This week I had to fill out the employment paperwork for my next adventure. And there was that horrible line on top where you are supposed to fill in your “permanent address.” I have several problems with that question.
First, there are very few people in this country who are born, will live, die, and be buried in the same place. And even if that is a family tradition you plan to uphold, the unstable economy, changing climate, and constant social shifts in this world make it impossible to promise on a legal document that the address you write down will in fact be your address forever and ever amen.
Then I have a problem with the “permanent address” on a more personal level. I am an actor, which really makes me an itinerant worker. I go where the work is and leave when I’m done. It’s the Grapes of Wrath with sequins. I stay in one place for a few months and then move on. My in-laws are kind enough to let us use their address for all our “permanent purposes,” but even they might not be in that house forever.

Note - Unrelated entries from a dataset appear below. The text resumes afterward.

PR #1181, opened 2026-06-09
[PM-37919] Compile bitwarden-ssh with ECDSA flag

neuronull:
## 🎟️ Tracking

https://bitwarden.atlassian.net/browse/PM-37919

## 📔 Objective

`clients` currently has:
- support in the SSH Agent v2 for ECDSA keys
- logic that prevents the import of ECDSA keys (at the vault level) unless ECDSA feature flag is enabled.

With especially the second item, it's now safe to enable ECDSA support in bitwarden-ssh.

## Testing done

Used a local build of the SDK to integrate into the Desktop client.

(see ticket for recordings)

With the FF turned off:
- attempt to import an ecdsa key of all curve types → it should fail with Toast message that the key type is unsupported

With the FF turned on:
- attempt to import an ecdsa key of all curve types → it should succeed
- use an imported ECDSA key in the vault to perform
    - list keys (ssh -L) operations
    - sign request (ssh -T github , or to another host e.g. docker)
    - agent forwarding

### DIFF
--- a/crates/bitwarden-ssh/Cargo.toml
+++ b/crates/bitwarden-ssh/Cargo.toml
@@ -16,8 +16,7 @@ license-file.workspace = true
 keywords.workspace = true
 
 [features]
-ecdsa-keys = [
-] # Allow ECDSA key generation and import at runtime (disabled by default, since SSH Agent does not support ECDSA keys yet)
+ecdsa-keys = [] # ECDSA key generation and import
 wasm = [
     "bitwarden-error/wasm",
     "dep:tsify",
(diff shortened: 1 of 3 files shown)


quexten (approved):
@neuronull Can we make a ticket for compile time flag cleanup? I think we can remove the ecdsa-keys flag entirely and just default it in?

neuronull:
> @neuronull Can we make a ticket for compile time flag cleanup? I think we can remove the ecdsa-keys flag entirely and just default it in?

https://bitwarden.atlassian.net/browse/PM-38832

dereknance (approved):

neuronull:
(removing needs-qa , that will only happen on the clients repo)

And then I have the deep seeded emotional level. My mother lives in the same house she has since I was a baby. I love that house. It’s my home. But if someone told me I had to live there for the rest of my life, I would freak out. And not just there. Anywhere. If you told me I had to live in a cottage in Cape Cod or even in Paris for the rest of my life, I would have a meltdown. I have wanderlust. I want to see the world. All of it. And every time that little “permanent address” line asks me to commit for the rest of my life, I want to scribble over it. I made a lifetime commitment to my husband, but he can adventure with me. An address cannot.
Really, the whole point of the story is that I am a freak who can’t commit to one location, and really the question should read “best mailing address.” It would keep the form filler-outer from unwittingly lying, and keep me from having a meltdown every time I have to hand in paperwork.